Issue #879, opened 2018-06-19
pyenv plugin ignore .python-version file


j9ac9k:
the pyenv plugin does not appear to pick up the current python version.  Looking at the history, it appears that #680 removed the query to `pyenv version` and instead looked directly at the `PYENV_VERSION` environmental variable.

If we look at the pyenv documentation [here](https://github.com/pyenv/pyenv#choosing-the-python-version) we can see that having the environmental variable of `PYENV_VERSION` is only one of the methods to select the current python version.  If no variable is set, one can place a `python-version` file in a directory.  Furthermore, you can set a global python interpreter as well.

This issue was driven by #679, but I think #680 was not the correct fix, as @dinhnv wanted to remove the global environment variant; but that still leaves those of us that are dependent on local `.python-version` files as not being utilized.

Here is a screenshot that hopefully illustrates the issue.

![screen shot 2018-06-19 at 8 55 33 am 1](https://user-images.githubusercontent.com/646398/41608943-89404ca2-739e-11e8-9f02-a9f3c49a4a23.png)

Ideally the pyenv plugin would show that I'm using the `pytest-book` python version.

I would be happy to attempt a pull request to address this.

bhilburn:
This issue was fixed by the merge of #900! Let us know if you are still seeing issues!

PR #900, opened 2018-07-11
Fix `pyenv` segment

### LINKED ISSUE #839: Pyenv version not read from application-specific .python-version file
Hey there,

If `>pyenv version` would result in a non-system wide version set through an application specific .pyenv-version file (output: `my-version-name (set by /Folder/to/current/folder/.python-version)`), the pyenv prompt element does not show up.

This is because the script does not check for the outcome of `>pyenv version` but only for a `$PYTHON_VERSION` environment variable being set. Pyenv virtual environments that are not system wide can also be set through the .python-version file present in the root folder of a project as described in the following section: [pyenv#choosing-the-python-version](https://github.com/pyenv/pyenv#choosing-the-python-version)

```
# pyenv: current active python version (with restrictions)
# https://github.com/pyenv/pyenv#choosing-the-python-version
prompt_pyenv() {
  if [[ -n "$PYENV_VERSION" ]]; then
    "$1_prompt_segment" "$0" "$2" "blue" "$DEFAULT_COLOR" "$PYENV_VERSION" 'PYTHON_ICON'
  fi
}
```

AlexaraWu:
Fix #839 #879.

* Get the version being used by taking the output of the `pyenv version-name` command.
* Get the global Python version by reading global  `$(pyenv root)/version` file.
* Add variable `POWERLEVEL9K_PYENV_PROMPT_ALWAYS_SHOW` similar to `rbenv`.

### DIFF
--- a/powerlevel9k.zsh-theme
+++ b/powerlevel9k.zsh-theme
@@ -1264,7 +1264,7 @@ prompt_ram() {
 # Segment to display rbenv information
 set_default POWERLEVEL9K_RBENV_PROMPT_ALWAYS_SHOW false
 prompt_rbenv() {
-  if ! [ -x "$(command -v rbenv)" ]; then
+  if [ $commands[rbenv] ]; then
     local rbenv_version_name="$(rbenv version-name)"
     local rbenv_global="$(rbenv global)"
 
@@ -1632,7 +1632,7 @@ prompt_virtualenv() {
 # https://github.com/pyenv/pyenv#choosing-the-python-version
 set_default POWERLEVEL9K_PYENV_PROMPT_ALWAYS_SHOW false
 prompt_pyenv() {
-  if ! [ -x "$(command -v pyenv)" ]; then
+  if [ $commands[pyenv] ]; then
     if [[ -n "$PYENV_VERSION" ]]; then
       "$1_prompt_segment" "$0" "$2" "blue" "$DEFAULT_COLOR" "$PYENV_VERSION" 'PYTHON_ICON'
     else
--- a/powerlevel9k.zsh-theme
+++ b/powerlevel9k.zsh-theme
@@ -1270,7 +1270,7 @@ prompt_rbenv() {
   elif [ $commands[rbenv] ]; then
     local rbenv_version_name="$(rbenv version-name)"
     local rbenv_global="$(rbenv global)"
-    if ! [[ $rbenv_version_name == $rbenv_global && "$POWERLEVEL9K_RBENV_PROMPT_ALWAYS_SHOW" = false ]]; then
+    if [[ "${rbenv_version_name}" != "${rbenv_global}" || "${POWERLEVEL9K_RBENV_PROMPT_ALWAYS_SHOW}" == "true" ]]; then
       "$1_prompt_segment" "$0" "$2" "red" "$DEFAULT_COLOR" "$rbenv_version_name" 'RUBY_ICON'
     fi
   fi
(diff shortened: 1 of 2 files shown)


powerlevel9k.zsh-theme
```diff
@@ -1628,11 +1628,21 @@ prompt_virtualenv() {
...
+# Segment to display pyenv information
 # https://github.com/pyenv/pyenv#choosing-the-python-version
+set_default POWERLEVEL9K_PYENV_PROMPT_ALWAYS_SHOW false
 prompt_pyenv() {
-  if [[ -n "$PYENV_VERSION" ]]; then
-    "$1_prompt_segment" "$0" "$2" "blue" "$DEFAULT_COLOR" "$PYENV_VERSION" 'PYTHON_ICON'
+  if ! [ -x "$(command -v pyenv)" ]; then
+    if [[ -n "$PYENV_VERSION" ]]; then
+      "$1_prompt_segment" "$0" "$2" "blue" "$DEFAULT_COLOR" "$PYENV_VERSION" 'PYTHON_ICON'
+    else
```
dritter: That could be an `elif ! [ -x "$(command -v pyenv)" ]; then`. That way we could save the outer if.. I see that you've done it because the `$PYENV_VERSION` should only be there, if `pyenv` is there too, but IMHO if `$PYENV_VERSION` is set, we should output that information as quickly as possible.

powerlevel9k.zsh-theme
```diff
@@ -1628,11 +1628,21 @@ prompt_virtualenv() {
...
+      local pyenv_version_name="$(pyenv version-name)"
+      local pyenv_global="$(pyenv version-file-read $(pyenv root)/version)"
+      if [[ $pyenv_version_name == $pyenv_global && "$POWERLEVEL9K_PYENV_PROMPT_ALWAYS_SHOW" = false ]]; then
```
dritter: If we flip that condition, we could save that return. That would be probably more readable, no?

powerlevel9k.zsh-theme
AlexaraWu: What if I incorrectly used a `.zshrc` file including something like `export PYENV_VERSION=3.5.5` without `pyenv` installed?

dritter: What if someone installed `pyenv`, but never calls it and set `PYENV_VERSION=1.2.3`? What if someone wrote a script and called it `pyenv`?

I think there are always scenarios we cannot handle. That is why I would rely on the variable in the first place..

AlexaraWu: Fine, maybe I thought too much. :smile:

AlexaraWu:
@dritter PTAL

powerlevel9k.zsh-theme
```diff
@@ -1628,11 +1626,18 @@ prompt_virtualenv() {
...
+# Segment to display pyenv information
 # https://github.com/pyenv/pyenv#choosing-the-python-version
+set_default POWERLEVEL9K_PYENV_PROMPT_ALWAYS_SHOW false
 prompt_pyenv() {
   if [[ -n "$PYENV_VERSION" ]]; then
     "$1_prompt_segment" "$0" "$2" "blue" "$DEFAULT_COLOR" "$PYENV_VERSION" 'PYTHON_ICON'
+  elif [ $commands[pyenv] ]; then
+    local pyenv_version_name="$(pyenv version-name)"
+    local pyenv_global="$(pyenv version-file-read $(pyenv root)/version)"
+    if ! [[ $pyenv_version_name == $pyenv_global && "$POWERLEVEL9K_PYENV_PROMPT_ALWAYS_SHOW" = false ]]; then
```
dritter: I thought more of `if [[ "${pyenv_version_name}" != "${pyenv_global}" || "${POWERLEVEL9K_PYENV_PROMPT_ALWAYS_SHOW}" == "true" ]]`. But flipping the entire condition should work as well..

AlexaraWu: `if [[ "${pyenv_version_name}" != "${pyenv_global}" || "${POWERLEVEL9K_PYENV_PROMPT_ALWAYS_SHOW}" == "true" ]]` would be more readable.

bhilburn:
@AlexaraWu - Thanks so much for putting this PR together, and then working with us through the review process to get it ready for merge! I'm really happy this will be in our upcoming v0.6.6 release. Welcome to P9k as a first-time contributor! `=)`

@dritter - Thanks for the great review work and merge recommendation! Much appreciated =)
-*-*-
- EXERCISE PROMPT
All of the records above must be reproduced exactly.

- SOLUTION TO THIS PROBLEM
Issue #879, opened 2018-06-19
pyenv plugin ignore .python-version file


j9ac9k:
the pyenv plugin does not appear to pick up the current python version.  Looking at the history, it appears that #680 removed the query to `pyenv version` and instead looked directly at the `PYENV_VERSION` environmental variable.

If we look at the pyenv documentation [here](https://github.com/pyenv/pyenv#choosing-the-python-version) we can see that having the environmental variable of `PYENV_VERSION` is only one of the methods to select the current python version.  If no variable is set, one can place a `python-version` file in a directory.  Furthermore, you can set a global python interpreter as well.

This issue was driven by #679, but I think #680 was not the correct fix, as @dinhnv wanted to remove the global environment variant; but that still leaves those of us that are dependent on local `.python-version` files as not being utilized.

Here is a screenshot that hopefully illustrates the issue.

![screen shot 2018-06-19 at 8 55 33 am 1](https://user-images.githubusercontent.com/646398/41608943-89404ca2-739e-11e8-9f02-a9f3c49a4a23.png)

Ideally the pyenv plugin would show that I'm using the `pytest-book` python version.

I would be happy to attempt a pull request to address this.

bhilburn:
This issue was fixed by the merge of #900! Let us know if you are still seeing issues!

PR #900, opened 2018-07-11
Fix `pyenv` segment

### LINKED ISSUE #839: Pyenv version not read from application-specific .python-version file
Hey there,

If `>pyenv version` would result in a non-system wide version set through an application specific .pyenv-version file (output: `my-version-name (set by /Folder/to/current/folder/.python-version)`), the pyenv prompt element does not show up.

This is because the script does not check for the outcome of `>pyenv version` but only for a `$PYTHON_VERSION` environment variable being set. Pyenv virtual environments that are not system wide can also be set through the .python-version file present in the root folder of a project as described in the following section: [pyenv#choosing-the-python-version](https://github.com/pyenv/pyenv#choosing-the-python-version)

```
# pyenv: current active python version (with restrictions)
# https://github.com/pyenv/pyenv#choosing-the-python-version
prompt_pyenv() {
  if [[ -n "$PYENV_VERSION" ]]; then
    "$1_prompt_segment" "$0" "$2" "blue" "$DEFAULT_COLOR" "$PYENV_VERSION" 'PYTHON_ICON'
  fi
}
```

AlexaraWu:
Fix #839 #879.

* Get the version being used by taking the output of the `pyenv version-name` command.
* Get the global Python version by reading global  `$(pyenv root)/version` file.
* Add variable `POWERLEVEL9K_PYENV_PROMPT_ALWAYS_SHOW` similar to `rbenv`.

### DIFF
--- a/powerlevel9k.zsh-theme
+++ b/powerlevel9k.zsh-theme
@@ -1264,7 +1264,7 @@ prompt_ram() {
 # Segment to display rbenv information
 set_default POWERLEVEL9K_RBENV_PROMPT_ALWAYS_SHOW false
 prompt_rbenv() {
-  if ! [ -x "$(command -v rbenv)" ]; then
+  if [ $commands[rbenv] ]; then
     local rbenv_version_name="$(rbenv version-name)"
     local rbenv_global="$(rbenv global)"
 
@@ -1632,7 +1632,7 @@ prompt_virtualenv() {
 # https://github.com/pyenv/pyenv#choosing-the-python-version
 set_default POWERLEVEL9K_PYENV_PROMPT_ALWAYS_SHOW false
 prompt_pyenv() {
-  if ! [ -x "$(command -v pyenv)" ]; then
+  if [ $commands[pyenv] ]; then
     if [[ -n "$PYENV_VERSION" ]]; then
       "$1_prompt_segment" "$0" "$2" "blue" "$DEFAULT_COLOR" "$PYENV_VERSION" 'PYTHON_ICON'
     else
--- a/powerlevel9k.zsh-theme
+++ b/powerlevel9k.zsh-theme
@@ -1270,7 +1270,7 @@ prompt_rbenv() {
   elif [ $commands[rbenv] ]; then
     local rbenv_version_name="$(rbenv version-name)"
     local rbenv_global="$(rbenv global)"
-    if ! [[ $rbenv_version_name == $rbenv_global && "$POWERLEVEL9K_RBENV_PROMPT_ALWAYS_SHOW" = false ]]; then
+    if [[ "${rbenv_version_name}" != "${rbenv_global}" || "${POWERLEVEL9K_RBENV_PROMPT_ALWAYS_SHOW}" == "true" ]]; then
       "$1_prompt_segment" "$0" "$2" "red" "$DEFAULT_COLOR" "$rbenv_version_name" 'RUBY_ICON'
     fi
   fi
(diff shortened: 1 of 2 files shown)


powerlevel9k.zsh-theme
```diff
@@ -1628,11 +1628,21 @@ prompt_virtualenv() {
...
+# Segment to display pyenv information
 # https://github.com/pyenv/pyenv#choosing-the-python-version
+set_default POWERLEVEL9K_PYENV_PROMPT_ALWAYS_SHOW false
 prompt_pyenv() {
-  if [[ -n "$PYENV_VERSION" ]]; then
-    "$1_prompt_segment" "$0" "$2" "blue" "$DEFAULT_COLOR" "$PYENV_VERSION" 'PYTHON_ICON'
+  if ! [ -x "$(command -v pyenv)" ]; then
+    if [[ -n "$PYENV_VERSION" ]]; then
+      "$1_prompt_segment" "$0" "$2" "blue" "$DEFAULT_COLOR" "$PYENV_VERSION" 'PYTHON_ICON'
+    else
```
dritter: That could be an `elif ! [ -x "$(command -v pyenv)" ]; then`. That way we could save the outer if.. I see that you've done it because the `$PYENV_VERSION` should only be there, if `pyenv` is there too, but IMHO if `$PYENV_VERSION` is set, we should output that information as quickly as possible.

powerlevel9k.zsh-theme
```diff
@@ -1628,11 +1628,21 @@ prompt_virtualenv() {
...
+      local pyenv_version_name="$(pyenv version-name)"
+      local pyenv_global="$(pyenv version-file-read $(pyenv root)/version)"
+      if [[ $pyenv_version_name == $pyenv_global && "$POWERLEVEL9K_PYENV_PROMPT_ALWAYS_SHOW" = false ]]; then
```
dritter: If we flip that condition, we could save that return. That would be probably more readable, no?

powerlevel9k.zsh-theme
AlexaraWu: What if I incorrectly used a `.zshrc` file including something like `export PYENV_VERSION=3.5.5` without `pyenv` installed?

dritter: What if someone installed `pyenv`, but never calls it and set `PYENV_VERSION=1.2.3`? What if someone wrote a script and called it `pyenv`?

I think there are always scenarios we cannot handle. That is why I would rely on the variable in the first place..

AlexaraWu: Fine, maybe I thought too much. :smile:

AlexaraWu:
@dritter PTAL

powerlevel9k.zsh-theme
```diff
@@ -1628,11 +1626,18 @@ prompt_virtualenv() {
...
+# Segment to display pyenv information
 # https://github.com/pyenv/pyenv#choosing-the-python-version
+set_default POWERLEVEL9K_PYENV_PROMPT_ALWAYS_SHOW false
 prompt_pyenv() {
   if [[ -n "$PYENV_VERSION" ]]; then
     "$1_prompt_segment" "$0" "$2" "blue" "$DEFAULT_COLOR" "$PYENV_VERSION" 'PYTHON_ICON'
+  elif [ $commands[pyenv] ]; then
+    local pyenv_version_name="$(pyenv version-name)"
+    local pyenv_global="$(pyenv version-file-read $(pyenv root)/version)"
+    if ! [[ $pyenv_version_name == $pyenv_global && "$POWERLEVEL9K_PYENV_PROMPT_ALWAYS_SHOW" = false ]]; then
```
dritter: I thought more of `if [[ "${pyenv_version_name}" != "${pyenv_global}" || "${POWERLEVEL9K_PYENV_PROMPT_ALWAYS_SHOW}" == "true" ]]`. But flipping the entire condition should work as well..

AlexaraWu: `if [[ "${pyenv_version_name}" != "${pyenv_global}" || "${POWERLEVEL9K_PYENV_PROMPT_ALWAYS_SHOW}" == "true" ]]` would be more readable.

bhilburn:
@AlexaraWu - Thanks so much for putting this PR together, and then working with us through the review process to get it ready for merge! I'm really happy this will be in our upcoming v0.6.6 release. Welcome to P9k as a first-time contributor! `=)`

@dritter - Thanks for the great review work and merge recommendation! Much appreciated =)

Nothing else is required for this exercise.